Psusi is correct (the data on the disk is structured, and different parts of the computer use different parts of that structure) but doesn't really get at your question.

The drive doesn't really "know" anything. It has low level electronics that can read markers on the disk (generally written at the factory, or by the drive head itself), read data blocks from the disk, or write data blocks to the disk, or tell if a particular spot on the disk is bad or damaged, or that it should move to a particular location on the disk.
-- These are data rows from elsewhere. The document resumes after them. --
PR #276, opened 2019-03-21
⚡️(vault) ask for vaultpass only when required

jmaupetit:
## Purpose

The vault password should only be required when creating secrets. Current configuration forced us to decrypt and load vaults variables whatever the playbook we were running.

## Proposal

- [x] remove `XXX_VAULT.*` invocation in objects that are not secrets
- [x] load application vault only when required (during secrets creation)


sampaccoud:
This is awesome :muscle:

apps/edxapp/vars/all/main.yml
```diff
@@ -15,6 +15,8 @@ edxapp_sql_dump_url: "https://gist.githubusercontent.com/jmaupetit/76fe7db4a8314
 edxapp_secret_name: "edxapp-{{ edxapp_vault_checksum | default('undefined_edxapp_vault_checksum') }}"
 
 # i18n
+# Should we download and compile latest translations?
+edxapp_i18n_should_update: false
```
sampaccoud: Maybe start with `should` then the verb?
```suggestion
edxapp_should_update_18n: false
```

apps/marsha/templates/app/dc.yml.j2
```diff
@@ -61,19 +61,15 @@ spec:
...
           persistentVolumeClaim:
             claimName: marsha-pvc-media
         - name: marsha-v-static
           persistentVolumeClaim:
             claimName: marsha-pvc-static
-{% if MARSHA_VAULT.DJANGO_CLOUDFRONT_PRIVATE_KEY is defined %}
         - name: marsha-cloudfront-private-key-secret
           secret:
             secretName: "{{ marsha_cloudfront_private_key_secret_name }}"
-{% endif %}
```
sampaccoud: just curious: do you remove it because in our case we always use it or because it works even if it is not set?

jmaupetit: It is required, so I expect the secrets creation to fail if the vault entry does not exists.

apps/edxapp/vars/all/main.yml
jmaupetit: Ah ah. I knew this was a bad name (talked about it with @lunika), but I kind like namespacing vars as `{{ application.name}}_{{ scope }}_{{ purpose }}`. But I can ignore this implicit rule and update this variable name. WDYT?

apps/marsha/templates/app/dc.yml.j2
sampaccoud: actually in Marsha it's not required if you don't activate URL signing in CloudFront. I'm not sure though whether we fully planned this possibility in Arnold.

apps/edxapp/vars/all/main.yml
sampaccoud: I would say namespacing with application name is fine. Scope may be too much since we have only a few settings?

jmaupetit: Ok then, I'll do this.

apps/marsha/templates/app/dc.yml.j2
jmaupetit: @lunika did. Anyway, remove request signature is not something we would recommend right?

lunika: No and by default you cannot change this setting in our terraform so cloudfront will be configured to restrict viewer access. You have to change this setting in the cloudwatch interface.

sampaccoud: so it's a half baked thing in Marsha because I put some Django settings to deactivate it :disappointed:. The flag in cloudfront would be easy to add. Should we create an issue for that?

jmaupetit: Yes! Both here and in Marha's repository.

sampaccoud: ok let me do it.

apps/marsha/templates/app/secret_cloudfront_private_key.yml.j2
```diff
@@ -1,4 +1,3 @@
-{% if MARSHA_VAULT.DJANGO_CLOUDFRONT_PRIVATE_KEY is defined %}
```
jmaupetit, line 1: Maybe I should rollback this to make `DJANGO_CLOUDFRONT_PRIVATE_KEY` optional in Marsha's vault? Ping @lunika

apps/marsha/templates/app/dc.yml.j2
jmaupetit: I think it's only required for Marsha, I've rolled back this feature in Arnold.

lunika (approved):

That's about all it "knows". The reading head doesn't decide to move someplace else by itself, something higher up in the machine tells it to...

  • 2
    But the something higher up is still part of the hard drive. (Which is commanded by something outside the hard drive, which is commanded by something outside the computer, which is commanded by something metaphysical, but we aren't talking about any of those things) Commented Jun 11, 2017 at 12:01

The answer you are looking for has two parts:

1) A hardware controller

2) A file system

Like you said, in a HDD (as opposed to other technologies like SSDs) the actual data is written to round metal plates as concentric circular rings holding a patterned magnetic field. Above the platters that hold this data is the write head which moves around to read and write data, a lot like a vinyl record player. The platters it moves over are attached to an electric motor which controls their rotation.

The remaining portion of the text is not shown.